--- DATA LISTING Enclosed Below ---

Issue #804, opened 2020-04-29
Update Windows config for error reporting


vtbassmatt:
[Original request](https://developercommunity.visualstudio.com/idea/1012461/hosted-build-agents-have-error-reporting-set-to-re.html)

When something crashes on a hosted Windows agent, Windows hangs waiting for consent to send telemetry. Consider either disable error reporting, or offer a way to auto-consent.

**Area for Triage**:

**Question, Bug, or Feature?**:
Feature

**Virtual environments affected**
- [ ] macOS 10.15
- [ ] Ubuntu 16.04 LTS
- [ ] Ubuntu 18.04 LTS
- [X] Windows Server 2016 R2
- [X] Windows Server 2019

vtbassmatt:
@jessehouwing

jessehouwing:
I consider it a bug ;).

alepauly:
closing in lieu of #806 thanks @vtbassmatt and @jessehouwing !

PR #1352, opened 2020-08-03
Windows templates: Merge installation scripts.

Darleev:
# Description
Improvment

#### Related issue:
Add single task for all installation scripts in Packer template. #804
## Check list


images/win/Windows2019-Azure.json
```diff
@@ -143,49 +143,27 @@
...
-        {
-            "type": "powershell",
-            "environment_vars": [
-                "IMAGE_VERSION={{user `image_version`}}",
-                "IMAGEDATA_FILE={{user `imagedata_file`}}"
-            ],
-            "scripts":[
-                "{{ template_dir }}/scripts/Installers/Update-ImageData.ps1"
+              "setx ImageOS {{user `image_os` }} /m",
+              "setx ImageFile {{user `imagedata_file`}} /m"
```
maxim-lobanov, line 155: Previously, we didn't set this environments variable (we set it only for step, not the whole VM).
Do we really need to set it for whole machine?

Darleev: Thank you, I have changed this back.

--- End of Enclosed DATA LISTING ---

_WHAT IS NEEDED:_ Return all of the entries exactly as written.

_TASK ANSWER:_
Issue #804, opened 2020-04-29
Update Windows config for error reporting


vtbassmatt:
[Original request](https://developercommunity.visualstudio.com/idea/1012461/hosted-build-agents-have-error-reporting-set-to-re.html)

When something crashes on a hosted Windows agent, Windows hangs waiting for consent to send telemetry. Consider either disable error reporting, or offer a way to auto-consent.

**Area for Triage**:

**Question, Bug, or Feature?**:
Feature

**Virtual environments affected**
- [ ] macOS 10.15
- [ ] Ubuntu 16.04 LTS
- [ ] Ubuntu 18.04 LTS
- [X] Windows Server 2016 R2
- [X] Windows Server 2019

vtbassmatt:
@jessehouwing

jessehouwing:
I consider it a bug ;).

alepauly:
closing in lieu of #806 thanks @vtbassmatt and @jessehouwing !

PR #1352, opened 2020-08-03
Windows templates: Merge installation scripts.

Darleev:
# Description
Improvment

#### Related issue:
Add single task for all installation scripts in Packer template. #804
## Check list


images/win/Windows2019-Azure.json
```diff
@@ -143,49 +143,27 @@
...
-        {
-            "type": "powershell",
-            "environment_vars": [
-                "IMAGE_VERSION={{user `image_version`}}",
-                "IMAGEDATA_FILE={{user `imagedata_file`}}"
-            ],
-            "scripts":[
-                "{{ template_dir }}/scripts/Installers/Update-ImageData.ps1"
+              "setx ImageOS {{user `image_os` }} /m",
+              "setx ImageFile {{user `imagedata_file`}} /m"
```
maxim-lobanov, line 155: Previously, we didn't set this environments variable (we set it only for step, not the whole VM).
Do we really need to set it for whole machine?

Darleev: Thank you, I have changed this back.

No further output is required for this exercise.